■ **WHAT YOU SHOULD DO**
Copy out each line of the entries where the word "session" is present.

■ **DATASET ENTRIES**

PR #7085, opened 2020-05-26
error list now displays the stacktrace for runtime errors

hristoramirez:
image

### DIFF
--- a/webapp/src/errorList.tsx
+++ b/webapp/src/errorList.tsx
@@ -118,7 +118,7 @@ export class ErrorList extends React.Component<ErrorListProps, ErrorListState> {
         return <div>
             {(exception.stackframes || []).map(sf =>
                 <div className="stackframe">
-                    {pxt.Util.rlf("at {0} ({1}:{2}:{3})", sf.funcInfo.functionName, sf.funcInfo.fileName, sf.funcInfo.line + 1, sf.funcInfo.column + 1)}
+                    {lf("at {0} ({1}:{2}:{3})", sf.funcInfo.functionName, sf.funcInfo.fileName, sf.funcInfo.line + 1, sf.funcInfo.column + 1)}
                 </div>)
             }
         </div>;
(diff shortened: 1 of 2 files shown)


webapp/src/errorList.tsx
```diff
@@ -108,4 +113,16 @@ export class ErrorList extends React.Component<ErrorListProps, ErrorListState> {
             exception
         })
     }
+
+    private generateStackTraces(exception: pxsim.DebuggerBreakpointMessage) {
+        return (
```
pelikhan, line 118: parenthesis not needed?

webapp/src/errorList.tsx
```diff
@@ -108,4 +113,16 @@ export class ErrorList extends React.Component<ErrorListProps, ErrorListState> {
...
+            <div>
+                {(exception.stackframes).map(sf =>
```
pelikhan, line 120: make sure "stackFrames" is defined

webapp/src/errorList.tsx
```diff
@@ -108,4 +113,16 @@ export class ErrorList extends React.Component<ErrorListProps, ErrorListState> {
...
+                    <div className="stackframe">
```
pelikhan: Clickeable?

webapp/src/errorList.tsx
```diff
@@ -108,4 +113,14 @@ export class ErrorList extends React.Component<ErrorListProps, ErrorListState> {
             exception
         })
     }
+
+    private generateStackTraces(exception: pxsim.DebuggerBreakpointMessage) {
+        return <div>
+            {(exception.stackframes || []).map(sf =>
+                <div className="stackframe">
+                    {pxt.Util.rlf("at {0} ({1}:{2}:{3})", sf.funcInfo.functionName, sf.funcInfo.fileName, sf.funcInfo.line + 1, sf.funcInfo.column + 1)}
```
pelikhan, line 121: Use lf

pelikhan: funcinfo guaranteed?

webapp/src/errorList.tsx
hristoramirez: Yeah I'm going to add that in the next pr

webapp/src/errorList.tsx
hristoramirez: It looks like it's a required property of the StackFrameInfo interface. Also, since funcInfo is of any type is it safe that access the properties like I'm doing right now?

PR #7089, opened 2020-05-27
Invite button

pelikhan:
- [x] use regular button fix for https://github.com/microsoft/pxt-microbit/issues/3168
- [x] only show button (1) if not blocks, (2) if repo is owned, (3) if desktop fix for https://github.com/microsoft/pxt-arcade/issues/1906
- [x] always "pull changes" text, we have space

Blocks is not quite ready for collaboration so hiding that button for now.


webapp/src/gitjson.tsx
```diff
@@ -656,7 +656,8 @@ class GithubComponent extends data.Component<GithubProps, GithubState> {
         const pr: pxt.github.PullRequest = this.getData("pkg-git-pr:" + header.id)
         const showPr = pr !== null && (gs.isFork || !master);
         const showPrResolved = showPr && pr && pr.number > 0;
-        const showPrCreate = showPr && pr && pr.number <= 0
+        const showPrCreate = showPr && pr && pr.number <= 0;
+        const isOwner = user && user.id === githubId.owner;
```
pelikhan, line 660: this does not cover all cases but good enough approximation for now.

PR #7091, opened 2020-05-27
Disable performance reporting if APIs not found

shakao:
Haven't tested this on iOS (no BrowserStack access yet), but this only runs the performance measurements if performance.mark is defined. mark/measure/getEntriesByName are all enabled from iOS 11+

Fixes https://github.com/microsoft/pxt-microbit/issues/3038

### DIFF
--- a/docfiles/pxtweb/cookieCompliance.ts
+++ b/docfiles/pxtweb/cookieCompliance.ts
@@ -111,7 +111,7 @@ namespace pxt {
             stats.milestones.push([msg, time])
         }
         export function init() {
-            enabled = performance && !!performance.mark;
+            enabled = performance && !!performance.mark && !!performance.measure;
             if (enabled) {
                 performance.measure("measure from the start of navigation to now")
                 let navStartMeasure = performance.getEntriesByType("measure")[0]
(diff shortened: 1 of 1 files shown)


docfiles/pxtweb/cookieCompliance.ts
```diff
@@ -109,16 +111,18 @@ namespace pxt {
             stats.milestones.push([msg, time])
         }
         export function init() {
-            performance.measure("measure from the start of navigation to now")
-            let navStartMeasure = performance.getEntriesByType("measure")[0]
-            startTimeMs = navStartMeasure.startTime
-            // startTimeMs = performance.timing.navigationStart
+            enabled = performance && !!performance.mark;
+            if (enabled) {
+                performance.measure("measure from the start of navigation to now")
```
pelikhan, line 116: test for performance.measure as well?

docfiles/pxtweb/cookieCompliance.ts
```diff
@@ -109,16 +111,18 @@ namespace pxt {
             stats.milestones.push([msg, time])
         }
         export function init() {
-            performance.measure("measure from the start of navigation to now")
-            let navStartMeasure = performance.getEntriesByType("measure")[0]
-            startTimeMs = navStartMeasure.startTime
-            // startTimeMs = performance.timing.navigationStart
+            enabled = performance && !!performance.mark;
```
shakao, line 114:
```suggestion
            enabled = performance && !!performance.mark && !!performance.measure;
```

PR #7095, opened 2020-05-28
added a debugger suggestion in the error list for runtime errors

hristoramirez:
Added the debugger suggestion from the design meeting on 5/27
fixes: microsoft/pxt-microbit#3095
pr_debugSuggest

### DIFF
--- a/theme/errorList.less
+++ b/theme/errorList.less
@@ -77,9 +77,10 @@
             padding-top: 0.5em;
             padding-bottom: 0.5em;
 
-            .debuggerSuggestion {
+            .debuggerSuggestion.blue {
                 float: right;
                 margin-right: 1em;
+                color: @errorListDebugSuggestionColor;
                 cursor: pointer;
 
                 &:hover {
--- a/theme/errorList.less
+++ b/theme/errorList.less
@@ -76,6 +76,21 @@
             padding-left: 1em;
             padding-top: 0.5em;
             padding-bottom: 0.5em;
+
+            .debuggerSuggestion {
+                float: right;
+                margin-right: 1em;
+                cursor: pointer;
+
+                &:hover {
+                    opacity: 0.75;
+                }
+
+                .debug-icon.blue {
+                    margin-left: 0.5em;
+                    vertical-align: top;
+                }
+            }
         }
 
         .ui.selection.list.exception {
--- a/theme/errorList.less
+++ b/theme/errorList.less
@@ -26,32 +26,18 @@
             margin-left: 1em;
         }
 
-        .cornerIcons {
+        .toggleButton {
             float: right;
+            cursor: pointer;
+            position: relative;
+            vertical-align: middle;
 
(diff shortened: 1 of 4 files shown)


pelikhan:
Nice!

Can we simplify the wording? like “debug this problem”. “Try starting a debug session” is somewhat complicated.

abchatra:
_"Debug this project"_ is better.  

It doesn't look clickable and looks like part of the text. 
Does clicking on the whole line launches the debugger? 
I would prefer something like link in _"Debug this project"_ which is clearly actionable.

pelikhan:
Might be worth investigating rendering it as a button so that it is clearly an action.

abchatra:
Discussed the button in the UI meeting and decided against it. Call of the action was better option here.

pelikhan:
It’s just more text on top of a lot of text.

webapp/src/errorList.tsx
```diff
@@ -57,7 +59,7 @@ export class ErrorList extends React.Component<ErrorListProps, ErrorListState> {
                         <div className="exceptionMessage">
                             {pxt.Util.rlf(exception.exceptionMessage)}
                             <span className="debuggerSuggestion" role="button" onClick={this.props.startDebugger}>
-                                {lf('Try starting a debug session')}
+                                <a>{lf("Debug this project")}</a>
```
pelikhan, line 62: this use of <a> look wrong

hristoramirez:
@abchatra I made the text and icon clickable because the icon by itself was too small of an area to click

abchatra:
LGTM

theme/errorList.less
```diff
@@ -75,11 +75,31 @@
         .exceptionMessage {
             padding-left: 1em;
             padding-top: 0.5em;
+            padding-bottom: 0.5em;
+
+            .debuggerSuggestion.blue {
```
pelikhan, line 80: Why is the class called blue?

theme/errorList.less
```diff
@@ -75,11 +75,31 @@
...
+                }
+            }
         }
 
-        .stackframe {
-            padding-left: 2em;
-            padding-top: 0.25em;
+        .ui.selection.list.exception {
+                margin-top: 0;
+            .stackframe.item {
```
pelikhan, line 99: already nestled under .stackframe

theme/errorList.less
hristoramirez: It was residual from when I was trying to turn the icon and text blue, but I removed it since its unnecessary

darzu:
Would it make sense to have a (?) info/help button? I'm not sure "Debug this project" will make sense to beginners.
@abchatra , @pelikhan

darzu:
Also can you show what it looks like when the error text is really long and wraps to multiple lines?

hristoramirez:
@darzu I placed a sample text that would overflow and this it looks like
runtime-over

■ **TASK RESPONSE**
Can we simplify the wording? like “debug this problem”. “Try starting a debug session” is somewhat complicated.
-                                {lf('Try starting a debug session')}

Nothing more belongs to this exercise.